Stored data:
%%

PR #33, opened 2021-09-24
Add documentation for dispatch module

chriseclectic:
### Summary

Adds documentation for dispatch module.

* The init level documentation for the module is added to the User Guide section of docs instead of the API Reference like the existing modules (which should probably also be moved to user guide section).
* A separate rst file listing only the classes and functions in the module is instead added to the API reference section.
* Old tutorial file is removed
* Renames howto to User Guide


qiskit_dynamics/dispatch/__init__.py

%%

Directions for this task
Print, exactly as they appear above, the lines running from the one with "Add documentation for dispatch module" through the final line.

Result
Add documentation for dispatch module

chriseclectic:
### Summary

Adds documentation for dispatch module.

* The init level documentation for the module is added to the User Guide section of docs instead of the API Reference like the existing modules (which should probably also be moved to user guide section).
* A separate rst file listing only the classes and functions in the module is instead added to the API reference section.
* Old tutorial file is removed
* Renames howto to User Guide


qiskit_dynamics/dispatch/__init__.py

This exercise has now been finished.